PR #3929, opened 2018-09-08
tweaked gatling

Nescio0:
b59a4ef25dd16c4ebe4fc5b4bb94cdda6c8835aa improved the damage per second of most human missiles by 20%. 
As a consequence the gap between javelin pods (size 12) and gatling guns (size 8) has widened. Yes, gatlings do not suffer from anti-missile systems, but bullets are also sold in fewer outfitters. Therefore I think they deserve some improvement. Currently:
screenshot from 2018-09-08 19-03-30

This proposal:
* increases gatling's shield damage by a third but leaves hull damage untouched;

__About this task__
From the line containing "screenshot from 2018-09-08 19-03-30" down to the last line of the data, transcribe every line exactly; nothing else should appear.

__Written reply__
screenshot from 2018-09-08 19-03-30

This proposal:
* increases gatling's shield damage by a third but leaves hull damage untouched;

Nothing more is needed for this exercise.